Be grateful for your personal experiences
Are Magic Mushroom retreats a "New Agey" remedy?
There doesn’t need to be anything “New Age” about a psychedelic mushroom experience. You don’t necessarily have to build a completely new foundation. Maybe just reinforce it a bit and fill in the cracks in the concrete, or perhaps dig a little of the quicksand out from underneath it and backfill it with solid stone.
It all depends on your background and how you got here. Your experiences are uniquely beautiful. Value them; don’t fear them.
But here’s the catch: oftentimes with that strong foundation, you may have a building on it that either doesn’t suit the foundation (i.e., too heavy, wrong footprint, etc.) or is a weather-worn shack of questionable structural integrity. Do you spend the time and effort renovating? Or do you tear it down or move it to the back lot on the property to be dealt with later? That is a deeply personal and spiritual question and depends a lot on where you are on your very personal spiritual journey.
Experts and Beginners Welcome
Whether you are a beginner or expert in spiritual exploration or introspection, you are welcome. We all have the work to do and sometimes we need a safe place with a new perspective to catalyze our growth or to give us a new perspective.
It’s amazing how much the master can learn from the apprentice and how much we can learn about ourselves and our craft by sharing knowledge with others. Humans were meant to work together in a community.
Thought Exercise / Trip Prep Tip
Before booking a retreat or while preparing for it, do a self-inventory of what your foundation is. Don’t look first to what you want to destroy and rebuild, but look to what you have. Your experience and the skills that experience generated. And be grateful for those experiences.

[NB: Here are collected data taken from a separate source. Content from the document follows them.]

PR #160, opened 2019-11-04
OAK-8734 | Sorted query with multiple path restrictions and sorting p…

nit0906:
…erforms very slowly if one of the passed paths is a traversal

### DIFF
--- a/oak-core/src/test/java/org/apache/jackrabbit/oak/query/UnionQueryTest.java
+++ b/oak-core/src/test/java/org/apache/jackrabbit/oak/query/UnionQueryTest.java
@@ -17,6 +17,11 @@
 
 package org.apache.jackrabbit.oak.query;
 
+import static org.apache.jackrabbit.JcrConstants.JCR_PRIMARYTYPE;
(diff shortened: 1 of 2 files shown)


oak-core/src/test/java/org/apache/jackrabbit/oak/query/UnionQueryTest.java
```diff
@@ -74,6 +77,52 @@ public void after() throws Exception {
         root.commit();
     }
 
+    @Test
+    public void testMergeSortedVsConcat() throws  Exception {
```
thomasmueller, line 108: While this is a good test in general, and we should anyway keep it... Does this new test fail if the changes in the UnionQueryImpl above are _not_ done, that is, with the old code? (I didn't test, but I think the test doesn't fail...).

I think it would be possible to add a test that fails with the old code in UnionQueryImpl, but I guess I need to see myself (using a custom Query subclass in the test).

thomasmueller (changes requested):

PR #161, opened 2019-11-12
Clarified a pitfall with --merge-paths

sbluhm:
Clarified a pitfall with a merge operation, should a node be renamed.

### DIFF
--- a/oak-doc/src/site/markdown/migration.md
+++ b/oak-doc/src/site/markdown/migration.md
@@ -152,6 +152,8 @@ By default, the source repository replaces the destination repository (if there'
 
 Please notice that in the last example it's necessary to narrow the migration scope using `--include-paths` parameter.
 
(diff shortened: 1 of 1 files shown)


sbluhm:
@stefan-egli , any chance of merging this PR? It has been in my queue for a while.

jsedding:
@sbluhm I believe this pitfall is only true for referenceable nodes. Other nodes don't have a UUID property, and thus are not subject to the same uniqueness constraint. Maybe you can verify and include this detail as well?

sbluhm:
@jsedding , thank you for your pointer. This indeed applies only to UUIDs. I just verified it. I have revised the statement and re-submitted.

stefan-egli:
@jsedding do you think we should incorporate this PR?

jsedding:
@stefan-egli yes, I think this is helpful information and should be applied!

@sbluhm sorry this fell between the cracks!

PR #165, opened 2019-11-29
fix doc link

mrozati:


mreutegg:
In the meantime this has been fixed with some other change.

PR #166, opened 2019-12-02
OAK-8780 - Remove the synchronized block on the FSBackend

ankitaagar:


oak-blob-plugins/src/main/java/org/apache/jackrabbit/oak/plugins/blob/AbstractSharedCachingDataStore.java
```diff
@@ -24,10 +24,14 @@
 import java.io.IOException;
```
amit-jain: Why is there a need to change here. A temp file is already being created here. It won't add any benefit to create a another temp file in the local file system anyways.

oak-blob-plugins/src/main/java/org/apache/jackrabbit/oak/plugins/blob/datastore/FSBackend.java
```diff
@@ -105,20 +105,28 @@ public InputStream read(DataIdentifier identifier) throws DataStoreException {
...
-                    setLastModified(dest, now + ACCESS_TIME_RESOLUTION);
-                }
-            } else {
-                try {
-                    FileUtils.copyFile(file, dest);
-                } catch (IOException ie) {
-                    LOG.error("failed to copy [{}] to [{}]", file.getAbsolutePath(),
-                        dest.getAbsolutePath());
-                    throw new DataStoreException("Not able to write file [" + identifier + "]", ie);
+        if (dest.exists()) {
```
amit-jain: What is required is to copy the file already created in the caching layer (which is local fs) to a temp file in NFS (which the FSBackend would typically represent) and then do everything in the synchronized block.

oak-blob-plugins/src/test/java/org/apache/jackrabbit/oak/plugins/blob/datastore/FSBackendTest.java
```diff
@@ -0,0 +1,252 @@
+package org.apache.jackrabbit.oak.plugins.blob.datastore;
```
amit-jain: - Please add Apache license header.
- I think better convert this to IT i.e. add suffix IT. Would require -PintegrationTesting on mvn command line.

amit-jain (changes requested):
Summary of changes requires:
- Revert changes to AbstractSharedCachingDataStore - For explanation see specific comments.
- Copy to a new temporary file in FSBackend (i.e. which would be NFS), then rename/move in a synchronized block.
- Convert test into IT because it uses lot of threads

amit-jain:
@ankitaagar The changes in UploadStagingCache are not related to the issue. Please file another issue for the changes.

PR #170, opened 2019-12-18
OAK-8788: Add index creation and index completion time to indexes

tihom88:


oak-run/src/main/java/org/apache/jackrabbit/oak/indexversion/PurgeOldIndexVersion.java
```diff
@@ -0,0 +1,226 @@
...
+    private List<IndexName> getVersionedIndexNameObjects(Set<String> allIndexes) {
+        List<IndexName> indexNameObjectList = new ArrayList<>();
+        for (String indexNameString : allIndexes) {
+            indexNameObjectList.add(IndexName.parse(indexNameString));
+        }
+        return indexNameObjectList;
+    }
+
+    private Options parseCommandLineParams(String... args) throws Exception {
+        OptionParser parser = new OptionParser();
```
fabriziofortino: I think the command line parsing logic should be moved in `PurgeOldIndexVersionCommand`. This would make more sense from a logical point of view and would be in line with how the other commands are implemented.

oak-run/src/main/java/org/apache/jackrabbit/oak/indexversion/PurgeOldIndexVersion.java
```diff
@@ -0,0 +1,226 @@
...
+import java.io.IOException;
+import java.util.ArrayList;
+import java.util.HashMap;
+import java.util.HashSet;
+import java.util.List;
+import java.util.Map;
+import java.util.Set;
+
+public class PurgeOldIndexVersion {
+    private static final Logger log = LoggerFactory.getLogger(PurgeOldIndexVersion.class);
```
fabriziofortino:
```suggestion
    private static final Logger LOG = LoggerFactory.getLogger(PurgeOldIndexVersion.class);
```

oak-run/src/main/java/org/apache/jackrabbit/oak/indexversion/PurgeOldIndexVersion.java
```diff
@@ -0,0 +1,226 @@
...
+    private boolean isReadWriteRepository = false;
```
fabriziofortino: This is only used in `execute()`. I would remove it from here.

oak-run/src/main/java/org/apache/jackrabbit/oak/indexversion/PurgeOldIndexVersion.java
```diff
@@ -0,0 +1,226 @@
...
+    private long threshold;
+    private List<String> indexPaths;
+    private long DEFAULT_THRESHOLD = 432000000l; // 5 days in millis
```
fabriziofortino:
```suggestion
    private final static long DEFAULT_THRESHOLD = 432_000_000L; // 5 days in millis
```

oak-run/src/main/java/org/apache/jackrabbit/oak/indexversion/PurgeOldIndexVersion.java
```diff
@@ -0,0 +1,226 @@
...
+        return indexNameObjectList;
+    }
+
+    private Options parseCommandLineParams(String... args) throws Exception {
+        OptionParser parser = new OptionParser();
+        OptionSpec<Long> thresholdOption = parser.accepts("threshold")
+                .withOptionalArg().ofType(Long.class).defaultsTo(DEFAULT_THRESHOLD);
+        OptionSpec<String> indexPathsOption = parser.accepts("index-paths", "Comma separated list of index paths for which the " +
+                "selected operations need to be performed")
+                .withOptionalArg().ofType(String.class).withValuesSeparatedBy(",").defaultsTo("/oak:index");
```
fabriziofortino: For consistency, I would move the default value (`/oak:index`) in a constant.

oak-run/src/main/java/org/apache/jackrabbit/oak/indexversion/PurgeOldIndexVersion.java
```diff
@@ -0,0 +1,226 @@
...
+    private boolean isReadWriteRepository = false;
+    private long threshold;
+    private List<String> indexPaths;
+    private long DEFAULT_THRESHOLD = 432000000l; // 5 days in millis
+
+    public void execute(String... args) throws Exception {
+        Options opts = parseCommandLineParams(args);
+        this.isReadWriteRepository = opts.getCommonOpts().isReadWrite();
+        if (!isReadWriteRepository) {
+            log.info("Repository connected in read-only mode. Use '--read-write' for write operations");
```
fabriziofortino: should we go ahead here since the repo is connected in read-only mode?

oak-run/src/main/java/org/apache/jackrabbit/oak/indexversion/PurgeOldIndexVersion.java
```diff
@@ -0,0 +1,226 @@
...
+        String slashTrimmedIndexPath = PurgeOldVersionUtils.trimSlash(indexPath);
+        if (slashTrimmedIndexPath.startsWith(slashTrimmedIndexPathOption)) {
+            if (slashTrimmedIndexPathOption.length() == slashTrimmedIndexPath.length()
+                    || (slashTrimmedIndexPathOption.length() < slashTrimmedIndexPath.length()
+                    && (slashTrimmedIndexPath.charAt(slashTrimmedIndexPathOption.length()) == '/'
+                    || slashTrimmedIndexPath.charAt(slashTrimmedIndexPathOption.length()) == '-'))) {
+                return true;
+            } else {
+                return false;
+            }
```
fabriziofortino: the if-else statement could be slightly simplified 

```java
return slashTrimmedIndexPathOption.length() == slashTrimmedIndexPath.length() ||
        (slashTrimmedIndexPathOption.length() < slashTrimmedIndexPath.length()
                && (slashTrimmedIndexPath.charAt(slashTrimmedIndexPathOption.length()) == '/'
                || slashTrimmedIndexPath.charAt(slashTrimmedIndexPathOption.length()) == '-')
        );
```

oak-run/src/main/java/org/apache/jackrabbit/oak/indexversion/PurgeOldIndexVersion.java
```diff
@@ -0,0 +1,226 @@
...
+            if (indexPaths == null) {
+                indexPaths = new HashSet<>();
+            }
+            indexPaths.add(PurgeOldVersionUtils.trimSlash(path));
+            segregatedIndexes.put(baseIndexPath, indexPaths);
+        }
+        return segregatedIndexes;
+    }
+
+    private Iterable<String> getIndexPathList(NodeStore store) throws CommitFailedException, IOException {
```
fabriziofortino: CFE and IOE are never thrown in the method

oak-run/src/main/java/org/apache/jackrabbit/oak/indexversion/PurgeOldIndexVersion.java
```diff
@@ -0,0 +1,226 @@
...
+        IndexPathService indexPathService = new IndexPathServiceImpl(store);
+        Iterable<String> indexPaths = indexPathService.getIndexPaths();
+        return indexPaths;
```
fabriziofortino: this could be simplified in one line `return new IndexPathServiceImpl(store).getIndexPaths();`

oak-run/src/main/java/org/apache/jackrabbit/oak/indexversion/PurgeOldIndexVersion.java
```diff
@@ -0,0 +1,226 @@
...
+            String indexName = splitPathArray[splitPathArray.length - 1];
+            indexVersionNames.add(indexName);
+        }
+        return indexVersionNames;
+    }
+
+    private List<IndexName> getIndexNameObjectList(Set<String> versionedIndexPaths) {
+        Set<String> allIndexNameVersions = getIndexVersionNames(versionedIndexPaths);
+        List<IndexName> indexNameObjectList = getVersionedIndexNameObjects(allIndexNameVersions);
+        return indexNameObjectList;
```
fabriziofortino, line 146: nit: remove unnecessary local variable `indexNameObjectList `

oak-run/src/main/java/org/apache/jackrabbit/oak/indexversion/PurgeOldIndexVersion.java
```diff
@@ -0,0 +1,226 @@
...
+            for (String indexPath : indexPathList) {
+                if (isIndexPathOptionValid(indexPathOption, indexPath)) {
+                    filteredIndexPaths.add(PurgeOldVersionUtils.trimSlash(indexPath));
+                }
+            }
+        }
+        return filteredIndexPaths;
+    }
+
+    StringBuilder stringJoiner(String[] stringArray, int arrayIndexToJoin, String delimiter) {
```
fabriziofortino:
```suggestion
    private StringBuilder stringJoiner(String[] stringArray, int arrayIndexToJoin, String delimiter) {
```

oak-run/src/main/java/org/apache/jackrabbit/oak/indexversion/PurgeOldIndexVersion.java
```diff
@@ -0,0 +1,226 @@
...
+
+    private List<IndexName> getVersionedIndexNameObjects(Set<String> allIndexes) {
+        List<IndexName> indexNameObjectList = new ArrayList<>();
+        for (String indexNameString : allIndexes) {
+            indexNameObjectList.add(IndexName.parse(indexNameString));
+        }
+        return indexNameObjectList;
+    }
+
+    private Options parseCommandLineParams(String... args) throws Exception {
```
fabriziofortino:
```suggestion
    private Options parseCommandLineParams(String... args) throws IOException {
```

oak-run/src/main/java/org/apache/jackrabbit/oak/indexversion/PurgeOldIndexVersion.java
```diff
@@ -0,0 +1,226 @@
...
+                                      List<IndexVersionOperation> toDeleteIndexNameObjectList, String trimmedIndexPath) throws CommitFailedException {
+        String indexPathParent = "/" + trimmedIndexPath.substring(0, trimmedIndexPath.lastIndexOf('/'));
+        for (IndexVersionOperation toDeleteIndexNameObject : toDeleteIndexNameObjectList) {
+            NodeState root = store.getRoot();
+            NodeBuilder rootBuilder = root.builder();
+            NodeBuilder nodeBuilder = PurgeOldVersionUtils.getNode(rootBuilder, indexPathParent + "/" + toDeleteIndexNameObject.getIndexName().getNodeName());
+            if (nodeBuilder.exists()) {
+                if (toDeleteIndexNameObject.getOperation() == IndexVersionOperation.Operation.DELETE_HIDDEN_AND_DISABLE) {
+                    nodeBuilder.setProperty("type", "disabled", Type.STRING);
+                    PurgeOldVersionUtils.recursiveDeleteHiddenChildNodes(store, trimmedIndexPath.substring(0, trimmedIndexPath.lastIndexOf('/')) + "/" + toDeleteIndexNameObject.getIndexName().getNodeName());
```
fabriziofortino: if one recursive purge fails here (`CommitFailedException`), the other indexes that need to be deleted won't. Wondering if we should LOG the error here and try to delete the remaining ones.

oak-run/src/main/java/org/apache/jackrabbit/oak/indexversion/IndexVersionOperation.java
```diff
@@ -0,0 +1,168 @@
...
+    }
+
+
+    public static List<IndexVersionOperation> applyOperation(NodeState indexDefParentNode,
+                                                             List<IndexName> indexNameObjectList, long threshold) {
+        int activeProductVersion = -1;
+        indexNameObjectList = getSortedVersionedIndexNameObjects(indexNameObjectList);
+        removeDisabledCustomIndexes(indexDefParentNode, indexNameObjectList);
+        List<IndexVersionOperation> indexVersionOperationList = new LinkedList<>();
+        for (int i = 0; i < indexNameObjectList.size(); i++) {
```
fabriziofortino: I would use the enhanced for and avoid the number of calls to `indexNameObjectList.get(i)`

oak-run/src/main/java/org/apache/jackrabbit/oak/indexversion/IndexVersionOperation.java
```diff
@@ -0,0 +1,168 @@
...
+                    indexVersionOperationList.add(indexVersionOperation);
+                } else {
+                    IndexVersionOperation indexVersionOperation = new IndexVersionOperation(indexNameObjectList.get(i));
+                    indexVersionOperation.setOperation(Operation.DELETE);
+                    indexVersionOperationList.add(indexVersionOperation);
+                }
+            }
+        }
+        if (!isValidIndexVersionOperationList(indexVersionOperationList)) {
+            indexVersionOperationList = Collections.EMPTY_LIST;
```
fabriziofortino:
```suggestion
            indexVersionOperationList = Collections.emptyList();
```

oak-run/src/main/java/org/apache/jackrabbit/oak/indexversion/IndexVersionOperation.java
```diff
@@ -0,0 +1,168 @@
...
+            }
+        });
+        return indexNameObjectList;
+    }
+
+    private static boolean isValidIndexVersionOperationList(List<IndexVersionOperation> indexVersionOperations) {
+        boolean isValid = false;
+        IndexVersionOperation lastNoopOperationIndexVersion = null;
+        IndexVersionOperation indexWithDeleteHiddenOp = null;
+        for (int i = 0; i < indexVersionOperations.size(); i++) {
```
fabriziofortino: I would use the enhanced for and avoid the number of calls to `indexVersionOperations.get(i)`

oak-run/src/main/java/org/apache/jackrabbit/oak/indexversion/IndexVersionOperation.java
```diff
@@ -0,0 +1,168 @@
...
+    public IndexVersionOperation(IndexName indexName) {
+        this.indexName = indexName;
+        this.operation = Operation.NOOP;
+    }
+
+
+    public static List<IndexVersionOperation> applyOperation(NodeState indexDefParentNode,
+                                                             List<IndexName> indexNameObjectList, long threshold) {
+        int activeProductVersion = -1;
+        indexNameObjectList = getSortedVersionedIndexNameObjects(indexNameObjectList);
```
fabriziofortino: avoid reassigning values to incoming params. Better to use a temporary variable instead.

oak-search/src/main/java/org/apache/jackrabbit/oak/plugins/index/search/ReindexOperations.java
```diff
@@ -58,9 +63,12 @@ public IndexDefinition apply(boolean useStateFromBuilder) {
         NodeState defnState = useStateFromBuilder ? definitionBuilder.getNodeState() : definitionBuilder.getBaseState();
         if (!IndexDefinition.isDisableStoredIndexDefinition()) {
             definitionBuilder.setChildNode(INDEX_DEFINITION_NODE, NodeStateCloner.cloneVisibleState(defnState));
+            if (definitionBuilder.getChildNode(STATUS_NODE).exists()) {
+                definitionBuilder.getChildNode(STATUS_NODE).removeProperty(REINDEX_COMPLETION_TIMESTAMP);
+                log.info(REINDEX_COMPLETION_TIMESTAMP + " property removed for index at {}", this.indexPath);
```
fabriziofortino:
```suggestion
                log.info("{} property removed for index at {}", REINDEX_COMPLETION_TIMESTAMP, this.indexPath);
```

oak-search/src/main/java/org/apache/jackrabbit/oak/plugins/index/search/ReindexOperations.java
```diff
@@ -22,14 +22,19 @@
...
 import static org.apache.jackrabbit.oak.plugins.index.search.IndexDefinition.INDEX_DEFINITION_NODE;
+import static org.apache.jackrabbit.oak.plugins.index.search.IndexDefinition.REINDEX_COMPLETION_TIMESTAMP;
+import static org.apache.jackrabbit.oak.plugins.index.search.IndexDefinition.STATUS_NODE;
 import static org.apache.jackrabbit.oak.plugins.index.search.spi.editor.FulltextIndexEditorContext.configureUniqueId;
 
 /**
  * Reindexing operations
  */
 public class ReindexOperations {
+    private static final Logger log = LoggerFactory.getLogger(ReindexOperations.class);
```
fabriziofortino:
```suggestion
    private static final Logger LOG = LoggerFactory.getLogger(ReindexOperations.class);
```

fabriziofortino (changes requested):

oak-run/src/main/java/org/apache/jackrabbit/oak/indexversion/PurgeOldIndexVersion.java
thomasmueller: I would write 5 * 24 * 60 * 60 * 1000L, that way it is clear how the number was calculated. Or TimeUnit.DAYS.toMillis(5)

oak-run/src/main/java/org/apache/jackrabbit/oak/indexversion/PurgeOldIndexVersion.java
thomasmueller: Yes I would continue, it is useful to do a dry-run.

oak-run/src/main/java/org/apache/jackrabbit/oak/indexversion/PurgeOldIndexVersion.java
```diff
@@ -0,0 +1,226 @@
...
+                String trimmedIndexParentPath = trimmedBaseIndexPath.substring(0, trimmedBaseIndexPath.lastIndexOf('/'));
+                List<IndexName> indexNameObjectList = getIndexNameObjectList(entry.getValue());
+                NodeState indexDefParentNode = NodeStateUtils.getNode(nodeStore.getRoot(),
+                        "/" + trimmedIndexParentPath);
+                List<IndexVersionOperation> toDeleteIndexNameObjectList =
+                        IndexVersionOperation.applyOperation(indexDefParentNode, indexNameObjectList, this.threshold);
+                if (isReadWriteRepository) {
+                    purgeOldIndexVersion(nodeStore, toDeleteIndexNameObjectList, trimmedBaseIndexPath);
+                } else {
+                    log.info("Repository is opened in read-write mode: IndexOperations" +
```
thomasmueller: I think the log statement is incorrect... It applies to "if not read write", so that would mean read-only... so you should log "Repository is opened in read-only mode, operations would be:..."

oak-run/src/main/java/org/apache/jackrabbit/oak/indexversion/PurgeOldIndexVersion.java
thomasmueller: I think two lines would also be good:
  IndexPathService indexPathService = new IndexPathServiceImpl(store);
  return indexPathService.getIndexPaths();

oak-run/src/main/java/org/apache/jackrabbit/oak/indexversion/PurgeOldIndexVersion.java
thomasmueller: I agree, parsing the command line options should go to the ...Command class.

oak-search/src/main/java/org/apache/jackrabbit/oak/plugins/index/search/ReindexOperations.java
thomasmueller: I wouldn't mind the original REINDEX_COMPLETION_TIMESTAMP + ... here (it's more a matter of taste here I think).

oak-run/src/test/java/org/apache/jackrabbit/oak/indexversion/PurgeOldIndexVersionTest.java
```diff
@@ -0,0 +1,325 @@
...
+                storeDir.getAbsolutePath(),
+                "--read-write",
+                "--threshold=1"
+        };
+
+        command.execute(args);
+        fixture = new RepositoryFixture(storeDir);
+        fixture.close();
+
+        Assert.assertFalse("Index:" + "fooIndex-2" + " deleted", fixture.getNodeStore().getRoot().getChildNode("oak:index").getChildNode("fooIndex-2").exists());
```
thomasmueller, line 97: It would probably be good to use multiple lines here (format the lines).

oak-run/src/main/java/org/apache/jackrabbit/oak/indexversion/PurgeOldVersionUtils.java
```diff
@@ -0,0 +1,76 @@
...
+            startIndex++;
+        }
+        if (str.charAt(endIndex) == '/') {
+            endIndex--;
+        }
+        return str.substring(startIndex, endIndex + 1);
+    }
+
+    public static long getMillisFromString(String strDate) {
+        long millis = ISO8601.parse(strDate).getTimeInMillis();
```
thomasmueller: I would say "return ISO8601.parse(strDate).getTimeInMillis();" would be enough.

oak-run/src/main/java/org/apache/jackrabbit/oak/indexversion/PurgeOldIndexVersion.java
```diff
@@ -0,0 +1,226 @@
...
+        this.isReadWriteRepository = opts.getCommonOpts().isReadWrite();
+        if (!isReadWriteRepository) {
+            log.info("Repository connected in read-only mode. Use '--read-write' for write operations");
+        }
+        try (NodeStoreFixture fixture = NodeStoreFixtureProvider.create(opts)) {
+            NodeStore nodeStore = fixture.getStore();
+            Set<String> indexPathSet = filterIndexPaths(getIndexPathList(nodeStore));
+            Map<String, Set<String>> segregateIndexes = segregateIndexes(indexPathSet);
+            for (Map.Entry<String, Set<String>> entry : segregateIndexes.entrySet()) {
+                String trimmedBaseIndexPath = PurgeOldVersionUtils.trimSlash(entry.getKey());
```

Did you grow up playing chess? Team sports? A dedicated worker? Are you compassionate? Kind? A strategic thinker? Do you love to learn? What are your skills? Are you a communicator? Are you strong?
Don’t get discouraged if you are not at a place to be grateful for your strengths. They are there but you might be in a personal place where you are not yet ready or willing to love yourself and acknowledge them.
So….let’s start here: Do you know how to make your bed? Wake up and mindfully stretch the sheets over the four corners.
Watch the cotton fibers stretch. Be grateful to the manufacturer of that piece of material and ponder the supply chain that it took to get it to you. Be grateful to your ancestors who figured out the power of fibrous plants. Take each action with intention. Do not let your subconscious mind make your bed rotely. Intentionally ponder your hand movements. Look at the finger dexterity required to handle the corners of the form-fitting sheet. Then when you are done, know that you accomplished something already. Be grateful for that and look forward to rewarding yourself at the end of the day with a comfortable place to close your eyes.